● Required work: Count how many lines below include the string "done", and give that number without anything else.

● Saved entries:

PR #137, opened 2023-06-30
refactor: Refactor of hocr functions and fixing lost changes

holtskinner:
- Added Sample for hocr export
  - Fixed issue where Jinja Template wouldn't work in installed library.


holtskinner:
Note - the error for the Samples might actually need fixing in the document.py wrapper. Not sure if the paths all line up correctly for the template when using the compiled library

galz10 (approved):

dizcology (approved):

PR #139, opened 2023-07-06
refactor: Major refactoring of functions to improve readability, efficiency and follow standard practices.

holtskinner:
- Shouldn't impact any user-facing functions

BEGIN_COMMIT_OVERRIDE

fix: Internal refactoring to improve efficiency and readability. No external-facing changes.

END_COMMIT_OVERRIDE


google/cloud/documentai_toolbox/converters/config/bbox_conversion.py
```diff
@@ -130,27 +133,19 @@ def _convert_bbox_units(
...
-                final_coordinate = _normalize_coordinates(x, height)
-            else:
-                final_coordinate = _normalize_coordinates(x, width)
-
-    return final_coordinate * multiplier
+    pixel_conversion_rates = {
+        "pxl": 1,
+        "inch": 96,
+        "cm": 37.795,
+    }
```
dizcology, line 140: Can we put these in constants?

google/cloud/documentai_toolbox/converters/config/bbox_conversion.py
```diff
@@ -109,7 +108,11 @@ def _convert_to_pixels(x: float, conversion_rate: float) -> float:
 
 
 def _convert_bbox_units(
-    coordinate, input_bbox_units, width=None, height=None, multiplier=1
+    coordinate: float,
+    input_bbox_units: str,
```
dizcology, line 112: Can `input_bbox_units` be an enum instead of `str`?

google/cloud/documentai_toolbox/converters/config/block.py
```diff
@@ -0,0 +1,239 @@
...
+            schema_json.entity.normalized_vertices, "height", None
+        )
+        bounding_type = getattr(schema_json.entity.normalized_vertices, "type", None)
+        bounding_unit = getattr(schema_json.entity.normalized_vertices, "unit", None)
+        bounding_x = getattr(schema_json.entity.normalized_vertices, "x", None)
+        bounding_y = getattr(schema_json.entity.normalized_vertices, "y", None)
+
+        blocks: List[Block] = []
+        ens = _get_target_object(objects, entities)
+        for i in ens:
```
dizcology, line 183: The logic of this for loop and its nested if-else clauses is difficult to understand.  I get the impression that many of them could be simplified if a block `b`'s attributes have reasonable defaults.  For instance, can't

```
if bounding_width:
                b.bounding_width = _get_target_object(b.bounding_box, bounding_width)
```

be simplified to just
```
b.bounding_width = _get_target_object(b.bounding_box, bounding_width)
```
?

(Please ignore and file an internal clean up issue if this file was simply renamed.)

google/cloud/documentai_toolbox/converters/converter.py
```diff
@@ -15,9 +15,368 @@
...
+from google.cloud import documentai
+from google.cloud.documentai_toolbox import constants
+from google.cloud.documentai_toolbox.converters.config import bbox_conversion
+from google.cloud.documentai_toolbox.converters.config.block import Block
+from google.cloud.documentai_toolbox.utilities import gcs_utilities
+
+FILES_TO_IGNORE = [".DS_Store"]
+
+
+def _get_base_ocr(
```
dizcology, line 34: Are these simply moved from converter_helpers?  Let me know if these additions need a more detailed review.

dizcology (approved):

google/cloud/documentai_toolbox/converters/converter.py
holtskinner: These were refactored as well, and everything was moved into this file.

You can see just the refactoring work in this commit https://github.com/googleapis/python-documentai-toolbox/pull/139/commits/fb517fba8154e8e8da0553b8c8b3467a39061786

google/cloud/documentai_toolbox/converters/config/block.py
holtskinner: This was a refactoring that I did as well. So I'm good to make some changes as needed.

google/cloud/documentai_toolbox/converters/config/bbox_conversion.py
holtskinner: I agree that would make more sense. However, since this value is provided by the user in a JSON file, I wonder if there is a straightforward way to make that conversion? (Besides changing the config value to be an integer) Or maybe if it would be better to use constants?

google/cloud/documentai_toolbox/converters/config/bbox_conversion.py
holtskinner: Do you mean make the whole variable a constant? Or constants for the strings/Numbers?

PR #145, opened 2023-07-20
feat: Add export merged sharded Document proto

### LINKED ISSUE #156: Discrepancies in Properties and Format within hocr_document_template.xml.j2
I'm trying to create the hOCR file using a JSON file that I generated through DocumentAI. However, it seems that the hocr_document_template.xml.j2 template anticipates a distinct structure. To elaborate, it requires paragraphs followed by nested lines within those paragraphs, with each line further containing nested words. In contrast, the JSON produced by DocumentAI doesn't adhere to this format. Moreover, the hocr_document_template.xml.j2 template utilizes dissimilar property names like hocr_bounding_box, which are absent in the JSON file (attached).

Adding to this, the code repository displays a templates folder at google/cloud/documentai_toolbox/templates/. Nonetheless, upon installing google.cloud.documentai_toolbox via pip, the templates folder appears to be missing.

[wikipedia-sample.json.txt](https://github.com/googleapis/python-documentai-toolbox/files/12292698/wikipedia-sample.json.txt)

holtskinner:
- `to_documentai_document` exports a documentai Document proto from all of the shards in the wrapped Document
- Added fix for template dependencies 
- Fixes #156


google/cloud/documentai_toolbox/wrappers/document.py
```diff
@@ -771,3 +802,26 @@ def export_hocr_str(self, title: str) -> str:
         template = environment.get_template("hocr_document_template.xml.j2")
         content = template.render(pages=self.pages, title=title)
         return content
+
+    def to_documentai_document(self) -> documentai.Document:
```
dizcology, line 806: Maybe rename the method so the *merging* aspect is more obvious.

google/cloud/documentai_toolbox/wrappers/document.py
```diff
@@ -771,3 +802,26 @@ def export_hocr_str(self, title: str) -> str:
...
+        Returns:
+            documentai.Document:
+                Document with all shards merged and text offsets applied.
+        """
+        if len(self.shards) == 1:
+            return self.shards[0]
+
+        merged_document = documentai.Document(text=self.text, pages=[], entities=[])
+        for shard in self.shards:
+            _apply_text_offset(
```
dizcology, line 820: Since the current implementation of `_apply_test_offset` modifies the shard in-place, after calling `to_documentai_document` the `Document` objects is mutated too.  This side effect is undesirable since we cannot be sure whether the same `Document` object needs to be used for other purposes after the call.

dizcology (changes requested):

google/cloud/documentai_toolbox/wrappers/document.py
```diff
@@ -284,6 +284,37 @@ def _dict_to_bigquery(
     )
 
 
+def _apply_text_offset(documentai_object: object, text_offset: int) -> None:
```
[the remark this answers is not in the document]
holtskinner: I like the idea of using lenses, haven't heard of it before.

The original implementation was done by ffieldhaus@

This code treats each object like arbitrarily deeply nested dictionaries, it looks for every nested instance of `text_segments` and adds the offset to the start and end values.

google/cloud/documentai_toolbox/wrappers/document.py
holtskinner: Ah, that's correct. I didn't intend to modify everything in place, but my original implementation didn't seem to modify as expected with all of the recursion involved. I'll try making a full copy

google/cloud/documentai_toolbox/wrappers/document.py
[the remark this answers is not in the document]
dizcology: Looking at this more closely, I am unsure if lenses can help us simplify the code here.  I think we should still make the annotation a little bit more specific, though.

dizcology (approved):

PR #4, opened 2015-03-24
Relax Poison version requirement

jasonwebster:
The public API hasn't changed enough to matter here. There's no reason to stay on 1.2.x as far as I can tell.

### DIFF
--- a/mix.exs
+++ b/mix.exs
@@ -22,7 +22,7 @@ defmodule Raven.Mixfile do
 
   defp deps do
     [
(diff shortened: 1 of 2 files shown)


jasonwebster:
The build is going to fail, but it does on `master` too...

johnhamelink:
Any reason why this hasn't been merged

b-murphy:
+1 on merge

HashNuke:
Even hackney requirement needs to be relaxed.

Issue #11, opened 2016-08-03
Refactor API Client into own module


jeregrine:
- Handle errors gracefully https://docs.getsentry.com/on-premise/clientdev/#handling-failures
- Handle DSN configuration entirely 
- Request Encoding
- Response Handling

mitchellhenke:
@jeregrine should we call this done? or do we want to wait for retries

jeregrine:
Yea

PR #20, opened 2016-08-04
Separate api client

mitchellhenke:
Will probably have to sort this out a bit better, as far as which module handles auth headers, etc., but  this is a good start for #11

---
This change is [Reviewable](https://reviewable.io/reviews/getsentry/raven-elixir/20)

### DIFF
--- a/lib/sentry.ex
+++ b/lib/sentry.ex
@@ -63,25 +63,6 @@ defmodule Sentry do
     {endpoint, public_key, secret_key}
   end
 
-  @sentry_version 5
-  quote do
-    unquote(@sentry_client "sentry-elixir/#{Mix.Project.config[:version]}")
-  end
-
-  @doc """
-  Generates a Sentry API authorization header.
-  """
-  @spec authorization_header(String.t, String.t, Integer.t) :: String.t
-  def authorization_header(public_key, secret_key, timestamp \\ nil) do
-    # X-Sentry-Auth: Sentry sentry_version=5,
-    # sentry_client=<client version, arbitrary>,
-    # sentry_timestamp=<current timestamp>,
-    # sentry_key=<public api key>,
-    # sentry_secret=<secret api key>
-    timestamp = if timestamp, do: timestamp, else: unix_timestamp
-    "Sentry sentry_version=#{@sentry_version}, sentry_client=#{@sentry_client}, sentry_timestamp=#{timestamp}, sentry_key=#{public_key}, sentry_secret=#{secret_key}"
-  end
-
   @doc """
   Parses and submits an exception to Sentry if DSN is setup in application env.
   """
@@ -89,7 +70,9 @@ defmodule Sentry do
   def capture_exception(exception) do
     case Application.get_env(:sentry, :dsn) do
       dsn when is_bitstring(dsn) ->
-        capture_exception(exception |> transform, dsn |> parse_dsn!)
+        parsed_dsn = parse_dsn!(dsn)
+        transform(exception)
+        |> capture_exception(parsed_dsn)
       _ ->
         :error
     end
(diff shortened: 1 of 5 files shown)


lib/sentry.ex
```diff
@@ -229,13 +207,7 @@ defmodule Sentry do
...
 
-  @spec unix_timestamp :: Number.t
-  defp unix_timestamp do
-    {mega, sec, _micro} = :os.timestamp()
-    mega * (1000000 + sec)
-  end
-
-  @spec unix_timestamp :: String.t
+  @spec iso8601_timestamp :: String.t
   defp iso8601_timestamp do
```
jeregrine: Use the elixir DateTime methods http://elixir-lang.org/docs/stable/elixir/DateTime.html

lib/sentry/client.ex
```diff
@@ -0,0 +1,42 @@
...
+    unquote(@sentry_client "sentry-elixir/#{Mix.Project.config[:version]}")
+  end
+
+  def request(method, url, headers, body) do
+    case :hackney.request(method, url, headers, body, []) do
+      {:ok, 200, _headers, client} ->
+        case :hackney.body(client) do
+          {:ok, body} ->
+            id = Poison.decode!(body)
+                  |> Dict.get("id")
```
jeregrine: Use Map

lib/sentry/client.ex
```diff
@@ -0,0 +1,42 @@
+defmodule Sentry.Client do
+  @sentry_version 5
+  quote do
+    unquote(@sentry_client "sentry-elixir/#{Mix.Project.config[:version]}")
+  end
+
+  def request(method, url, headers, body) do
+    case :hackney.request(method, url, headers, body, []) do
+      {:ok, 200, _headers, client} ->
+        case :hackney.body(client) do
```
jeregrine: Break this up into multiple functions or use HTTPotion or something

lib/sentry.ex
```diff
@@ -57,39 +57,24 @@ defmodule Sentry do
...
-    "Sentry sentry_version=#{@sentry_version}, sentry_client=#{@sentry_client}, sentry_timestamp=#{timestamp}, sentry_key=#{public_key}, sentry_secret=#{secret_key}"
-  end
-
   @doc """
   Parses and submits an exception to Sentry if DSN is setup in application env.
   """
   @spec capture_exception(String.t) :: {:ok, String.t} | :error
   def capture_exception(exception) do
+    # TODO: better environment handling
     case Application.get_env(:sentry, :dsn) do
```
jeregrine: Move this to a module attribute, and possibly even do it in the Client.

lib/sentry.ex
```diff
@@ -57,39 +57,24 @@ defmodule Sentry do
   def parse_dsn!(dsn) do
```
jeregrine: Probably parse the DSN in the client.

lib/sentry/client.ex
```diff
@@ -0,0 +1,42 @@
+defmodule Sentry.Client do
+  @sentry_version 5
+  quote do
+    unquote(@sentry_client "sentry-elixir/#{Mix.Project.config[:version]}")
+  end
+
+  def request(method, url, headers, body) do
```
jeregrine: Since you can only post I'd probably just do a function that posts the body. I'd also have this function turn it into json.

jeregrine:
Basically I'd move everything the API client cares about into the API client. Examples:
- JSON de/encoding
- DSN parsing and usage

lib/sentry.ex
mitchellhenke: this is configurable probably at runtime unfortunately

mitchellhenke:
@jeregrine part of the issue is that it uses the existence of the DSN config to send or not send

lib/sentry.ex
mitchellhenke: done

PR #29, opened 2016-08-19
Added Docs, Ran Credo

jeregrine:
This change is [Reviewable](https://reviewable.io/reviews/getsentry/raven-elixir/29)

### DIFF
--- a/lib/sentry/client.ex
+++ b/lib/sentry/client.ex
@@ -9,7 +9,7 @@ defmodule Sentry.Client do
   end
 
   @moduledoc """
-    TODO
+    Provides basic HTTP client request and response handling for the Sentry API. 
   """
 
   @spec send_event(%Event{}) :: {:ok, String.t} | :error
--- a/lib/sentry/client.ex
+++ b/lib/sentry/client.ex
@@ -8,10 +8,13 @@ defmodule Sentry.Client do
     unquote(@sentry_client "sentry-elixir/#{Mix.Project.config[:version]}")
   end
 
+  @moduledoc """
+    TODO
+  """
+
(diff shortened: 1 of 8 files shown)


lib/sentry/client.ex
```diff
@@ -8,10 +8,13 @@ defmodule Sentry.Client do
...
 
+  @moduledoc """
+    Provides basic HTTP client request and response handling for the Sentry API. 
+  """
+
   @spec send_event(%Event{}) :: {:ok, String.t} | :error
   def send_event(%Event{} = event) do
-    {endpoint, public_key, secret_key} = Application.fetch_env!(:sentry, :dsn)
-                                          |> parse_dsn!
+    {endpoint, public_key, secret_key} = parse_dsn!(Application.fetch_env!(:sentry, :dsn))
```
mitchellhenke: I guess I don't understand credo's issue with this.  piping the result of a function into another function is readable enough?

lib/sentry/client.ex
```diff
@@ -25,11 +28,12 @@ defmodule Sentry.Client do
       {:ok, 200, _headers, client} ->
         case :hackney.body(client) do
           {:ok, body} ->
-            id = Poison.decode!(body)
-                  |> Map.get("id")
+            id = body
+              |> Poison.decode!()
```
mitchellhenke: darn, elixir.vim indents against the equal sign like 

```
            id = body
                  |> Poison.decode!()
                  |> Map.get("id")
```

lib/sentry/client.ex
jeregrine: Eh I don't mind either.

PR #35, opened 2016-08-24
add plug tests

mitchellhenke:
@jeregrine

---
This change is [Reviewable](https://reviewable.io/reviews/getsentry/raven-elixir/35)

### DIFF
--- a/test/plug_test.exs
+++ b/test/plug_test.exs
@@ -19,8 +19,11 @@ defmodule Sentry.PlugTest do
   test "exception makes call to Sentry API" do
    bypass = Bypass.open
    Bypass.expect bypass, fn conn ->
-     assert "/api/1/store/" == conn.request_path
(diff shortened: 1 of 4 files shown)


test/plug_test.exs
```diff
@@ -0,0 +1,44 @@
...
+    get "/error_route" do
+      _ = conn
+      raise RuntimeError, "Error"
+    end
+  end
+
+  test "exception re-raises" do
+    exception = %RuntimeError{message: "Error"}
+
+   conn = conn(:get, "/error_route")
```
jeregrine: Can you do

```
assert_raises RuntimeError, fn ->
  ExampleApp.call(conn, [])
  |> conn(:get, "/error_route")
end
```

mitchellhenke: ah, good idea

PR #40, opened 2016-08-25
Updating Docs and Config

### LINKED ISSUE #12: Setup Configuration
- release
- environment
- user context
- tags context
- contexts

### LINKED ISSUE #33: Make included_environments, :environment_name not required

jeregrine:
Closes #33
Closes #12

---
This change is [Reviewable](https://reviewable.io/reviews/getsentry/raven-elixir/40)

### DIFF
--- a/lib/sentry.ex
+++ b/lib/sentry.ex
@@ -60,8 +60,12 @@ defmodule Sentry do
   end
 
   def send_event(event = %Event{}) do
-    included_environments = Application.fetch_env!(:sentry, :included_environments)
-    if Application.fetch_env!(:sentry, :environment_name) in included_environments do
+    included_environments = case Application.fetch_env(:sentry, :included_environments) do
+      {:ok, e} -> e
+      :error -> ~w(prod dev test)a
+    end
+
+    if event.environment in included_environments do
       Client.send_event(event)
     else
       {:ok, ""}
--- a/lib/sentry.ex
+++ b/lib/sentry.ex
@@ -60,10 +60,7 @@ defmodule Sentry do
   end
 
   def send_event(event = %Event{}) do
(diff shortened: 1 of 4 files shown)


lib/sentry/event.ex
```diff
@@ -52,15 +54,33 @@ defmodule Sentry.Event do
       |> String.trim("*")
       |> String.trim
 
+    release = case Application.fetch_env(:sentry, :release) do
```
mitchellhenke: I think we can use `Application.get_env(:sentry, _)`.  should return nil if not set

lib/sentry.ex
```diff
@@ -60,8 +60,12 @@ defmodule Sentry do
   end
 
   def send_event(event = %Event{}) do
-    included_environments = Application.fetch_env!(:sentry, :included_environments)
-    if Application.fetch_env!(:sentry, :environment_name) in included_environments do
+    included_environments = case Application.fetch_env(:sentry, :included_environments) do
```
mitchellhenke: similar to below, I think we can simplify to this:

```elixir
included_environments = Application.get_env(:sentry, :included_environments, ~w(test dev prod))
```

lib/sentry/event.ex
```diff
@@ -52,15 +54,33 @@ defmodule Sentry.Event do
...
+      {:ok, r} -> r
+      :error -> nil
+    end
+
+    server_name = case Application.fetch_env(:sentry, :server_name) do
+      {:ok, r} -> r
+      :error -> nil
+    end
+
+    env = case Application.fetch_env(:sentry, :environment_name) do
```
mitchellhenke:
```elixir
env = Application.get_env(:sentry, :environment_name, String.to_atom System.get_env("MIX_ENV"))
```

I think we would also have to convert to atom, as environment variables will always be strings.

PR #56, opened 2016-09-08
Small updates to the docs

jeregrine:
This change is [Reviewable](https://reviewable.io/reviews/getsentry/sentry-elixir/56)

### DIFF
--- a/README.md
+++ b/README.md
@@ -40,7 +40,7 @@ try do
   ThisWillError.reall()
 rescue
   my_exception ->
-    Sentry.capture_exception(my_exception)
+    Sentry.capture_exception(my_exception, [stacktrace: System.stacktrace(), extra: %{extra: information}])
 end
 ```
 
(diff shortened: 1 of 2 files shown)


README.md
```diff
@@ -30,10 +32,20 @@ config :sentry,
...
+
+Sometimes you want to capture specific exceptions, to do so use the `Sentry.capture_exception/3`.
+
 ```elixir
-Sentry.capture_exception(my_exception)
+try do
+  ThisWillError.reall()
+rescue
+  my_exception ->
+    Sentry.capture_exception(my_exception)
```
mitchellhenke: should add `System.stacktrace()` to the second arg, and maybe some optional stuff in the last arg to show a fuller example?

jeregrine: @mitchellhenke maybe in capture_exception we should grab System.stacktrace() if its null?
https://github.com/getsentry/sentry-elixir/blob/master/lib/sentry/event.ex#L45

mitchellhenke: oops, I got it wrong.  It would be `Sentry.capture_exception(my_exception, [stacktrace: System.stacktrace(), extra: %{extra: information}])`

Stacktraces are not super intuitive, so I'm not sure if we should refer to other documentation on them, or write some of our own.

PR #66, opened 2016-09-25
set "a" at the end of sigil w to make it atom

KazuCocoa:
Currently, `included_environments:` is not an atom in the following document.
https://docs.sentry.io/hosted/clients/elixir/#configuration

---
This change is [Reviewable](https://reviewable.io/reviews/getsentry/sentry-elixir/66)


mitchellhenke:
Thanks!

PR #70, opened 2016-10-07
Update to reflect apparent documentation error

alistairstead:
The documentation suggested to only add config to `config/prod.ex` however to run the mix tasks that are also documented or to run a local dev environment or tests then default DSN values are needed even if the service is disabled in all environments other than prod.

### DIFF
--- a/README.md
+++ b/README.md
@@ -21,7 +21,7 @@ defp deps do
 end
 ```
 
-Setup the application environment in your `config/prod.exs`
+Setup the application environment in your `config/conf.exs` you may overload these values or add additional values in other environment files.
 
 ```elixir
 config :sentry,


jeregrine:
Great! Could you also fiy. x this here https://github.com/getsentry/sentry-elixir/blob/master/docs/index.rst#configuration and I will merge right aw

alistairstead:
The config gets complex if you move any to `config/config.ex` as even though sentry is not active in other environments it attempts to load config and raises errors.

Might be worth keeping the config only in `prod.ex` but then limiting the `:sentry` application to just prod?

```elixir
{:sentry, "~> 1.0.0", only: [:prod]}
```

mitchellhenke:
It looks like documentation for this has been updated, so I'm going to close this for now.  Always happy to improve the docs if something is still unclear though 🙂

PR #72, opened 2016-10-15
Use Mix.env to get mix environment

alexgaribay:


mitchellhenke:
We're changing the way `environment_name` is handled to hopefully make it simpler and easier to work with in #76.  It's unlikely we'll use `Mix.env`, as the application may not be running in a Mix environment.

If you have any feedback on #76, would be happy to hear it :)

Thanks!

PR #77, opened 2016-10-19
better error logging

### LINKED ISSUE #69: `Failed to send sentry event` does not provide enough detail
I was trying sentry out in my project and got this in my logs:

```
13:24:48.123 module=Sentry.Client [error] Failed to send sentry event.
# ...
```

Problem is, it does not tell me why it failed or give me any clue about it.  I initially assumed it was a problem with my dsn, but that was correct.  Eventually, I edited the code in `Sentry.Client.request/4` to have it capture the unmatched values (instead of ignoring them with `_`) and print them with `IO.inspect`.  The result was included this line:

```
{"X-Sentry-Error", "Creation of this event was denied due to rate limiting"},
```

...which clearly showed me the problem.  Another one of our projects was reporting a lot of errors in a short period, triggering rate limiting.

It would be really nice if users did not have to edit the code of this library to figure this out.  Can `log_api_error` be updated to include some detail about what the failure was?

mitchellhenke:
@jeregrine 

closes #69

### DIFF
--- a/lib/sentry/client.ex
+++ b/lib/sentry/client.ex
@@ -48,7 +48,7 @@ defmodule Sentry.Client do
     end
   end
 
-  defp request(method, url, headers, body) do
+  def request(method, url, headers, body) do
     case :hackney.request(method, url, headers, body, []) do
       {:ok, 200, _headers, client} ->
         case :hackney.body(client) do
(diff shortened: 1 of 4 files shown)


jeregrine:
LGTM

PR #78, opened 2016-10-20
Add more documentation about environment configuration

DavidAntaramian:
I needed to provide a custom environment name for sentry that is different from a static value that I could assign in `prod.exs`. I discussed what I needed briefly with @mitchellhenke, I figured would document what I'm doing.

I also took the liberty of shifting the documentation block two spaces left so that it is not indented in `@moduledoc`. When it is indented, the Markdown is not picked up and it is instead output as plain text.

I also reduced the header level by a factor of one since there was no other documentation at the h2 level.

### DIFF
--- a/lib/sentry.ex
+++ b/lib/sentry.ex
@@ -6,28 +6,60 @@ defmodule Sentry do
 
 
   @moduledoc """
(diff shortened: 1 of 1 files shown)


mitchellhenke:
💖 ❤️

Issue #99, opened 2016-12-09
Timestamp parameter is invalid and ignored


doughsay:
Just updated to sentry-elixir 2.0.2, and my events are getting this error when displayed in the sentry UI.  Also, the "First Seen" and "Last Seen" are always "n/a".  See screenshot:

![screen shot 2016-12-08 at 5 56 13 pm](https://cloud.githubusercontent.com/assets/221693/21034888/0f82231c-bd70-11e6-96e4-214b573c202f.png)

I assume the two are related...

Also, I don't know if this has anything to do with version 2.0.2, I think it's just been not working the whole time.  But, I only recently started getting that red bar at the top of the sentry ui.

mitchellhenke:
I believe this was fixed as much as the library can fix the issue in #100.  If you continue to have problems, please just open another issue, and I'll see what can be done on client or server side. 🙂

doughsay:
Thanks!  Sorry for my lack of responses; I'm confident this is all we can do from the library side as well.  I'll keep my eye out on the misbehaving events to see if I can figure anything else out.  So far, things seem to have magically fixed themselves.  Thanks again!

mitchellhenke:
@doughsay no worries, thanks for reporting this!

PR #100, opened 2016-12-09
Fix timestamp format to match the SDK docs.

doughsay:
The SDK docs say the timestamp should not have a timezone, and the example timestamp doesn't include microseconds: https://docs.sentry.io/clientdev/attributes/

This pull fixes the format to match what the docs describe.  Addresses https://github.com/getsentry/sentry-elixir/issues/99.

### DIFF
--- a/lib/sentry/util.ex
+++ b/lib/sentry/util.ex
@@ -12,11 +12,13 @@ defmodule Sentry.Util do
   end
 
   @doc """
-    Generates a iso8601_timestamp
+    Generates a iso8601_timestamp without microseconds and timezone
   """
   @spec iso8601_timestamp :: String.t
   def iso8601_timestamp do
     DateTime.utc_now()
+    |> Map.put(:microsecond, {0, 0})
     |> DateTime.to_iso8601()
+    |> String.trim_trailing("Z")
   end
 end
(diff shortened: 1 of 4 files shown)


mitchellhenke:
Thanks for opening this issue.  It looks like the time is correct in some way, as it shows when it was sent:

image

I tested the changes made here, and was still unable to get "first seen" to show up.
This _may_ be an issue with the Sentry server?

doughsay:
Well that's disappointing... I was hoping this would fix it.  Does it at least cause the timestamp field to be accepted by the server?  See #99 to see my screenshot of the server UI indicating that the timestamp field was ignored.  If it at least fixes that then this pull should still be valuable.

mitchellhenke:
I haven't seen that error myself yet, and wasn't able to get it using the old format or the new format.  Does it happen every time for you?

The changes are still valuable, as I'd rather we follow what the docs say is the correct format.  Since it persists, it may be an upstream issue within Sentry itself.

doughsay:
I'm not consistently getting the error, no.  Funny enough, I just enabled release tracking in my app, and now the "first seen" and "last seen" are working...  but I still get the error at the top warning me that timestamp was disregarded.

● Response to this task: 4